> **The task**: Please copy out all the data. Every detail stays the same.

%%

PR #328, opened 2018-11-19
Fix ROS2 test_security failures.

MiguelCompany:
Fixing block counter initialization detected when running ROS2 tests.


JuanCarlos-eProsima:
LGTM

%%

> **Exercise answer**:
PR #328, opened 2018-11-19
Fix ROS2 test_security failures.

MiguelCompany:
Fixing block counter initialization detected when running ROS2 tests.


JuanCarlos-eProsima:
LGTM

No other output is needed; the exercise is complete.